I am creating a CUDA Graph manually to represent a sparse solver application. I need to call cublasDgemm() function for some of the operations. Is there a way to call cublasDgemm() from a CUDA Graph node?
I would appreciate if someone could point me towards some example.
@Robert_Crovella , tagging you incase you may help me out.
7_CUDALibraries/conjugateGradientCudaGraphs. Demonstrates conjugate gradient solver on GPU using CUBLAS/CUSPARSE library calls captured and called using CUDA Graph APIs.
Thank you so much for your quick reply, @Robert_Crovella .
In the conjugate-gradient-using-cuda-graphs, the graph is create using stream capture mechanism.
But I am creating my graph MANUALLY using
I am wondering whether I should use
cudaGraphAddHostNode to call the cuBLAS routines.

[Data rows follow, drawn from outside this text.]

PR #51, opened 2021-06-10
Adds required files to create the npm package

vegaro:
Leaving as draft until we decide if we reorganize the repo

Can be installed by adding this as a dependency:
`https://github.com/RevenueCat/purchases-unity.git#package-registry`


vegaro:
This is blocked by reorganizing the plugin so I will close until that gets done

PR #59, opened 2021-08-18
iOS Promotional Offers support 

vegaro:
Adds support for iOS Promo offers

- [x] Test iOS
- [x] Test Android


RevenueCat/Scripts/Product.cs
```diff
@@ -18,7 +19,12 @@ public class Product
         public string introPricePeriodUnit;
         public int introPricePeriodNumberOfUnits;
         public int introPriceCycles;
-
+        /// <summary>
+        /// Collection of iOS promotional offers for a product. Null for Android.
+        /// </summary>
+        /// <returns></returns>
+        [CanBeNull] public Discount[] Discounts;
```
vegaro, line 26: Made this uppercase D although the rest of the properties are lowercase. They should all be uppercase since that's the convention. We should do the change in the near future.

aboedo: that'll require a major release, right?

aboedo: if so, I'm not sure it's best to have one with a proper format and the rest with lowercase, it might just be better to have them all consistently wrong and then doing a single pass to get them all right

aboedo (approved):

RevenueCat/Scripts/Product.cs
vegaro: Ok, I wasn't very comfortable with making just this one uppercase and I was hoping someone had an opinion on it. I will make it lowercase :)

PR #73, opened 2021-12-02
Amazon Unity IAP Support (Based on 3.2.0)

vegaro:
Since Unity IAP hasn't released a version with BillingClient 4 or the new Amazon AppStore SDK, devs that want to use our SDK in observer mode with Unity IAP need to use version 3.2.0 of our SDK. This branch adds the Amazon changes to that version.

How about capturing the cublas graph, then add it to your graph using
Not sure if things have changed with the latest gpu version, but stream capture seems to have some issues when run on a thread (where other threads are also accessing the GPU). If there was a way serialize and load a graph saved on a stream capture, the cudaGraphAddChildNode function would probably be sufficient.
Seems like this is the only way to add cuBLAS routines into a CUDA Graph.
Hello @vivek.krishnan ,
Can you please mention the issues that you are referring to? It looks like I have some issues (i.e. getting wrong answers) with stream capture when using managed memory in cublas routines.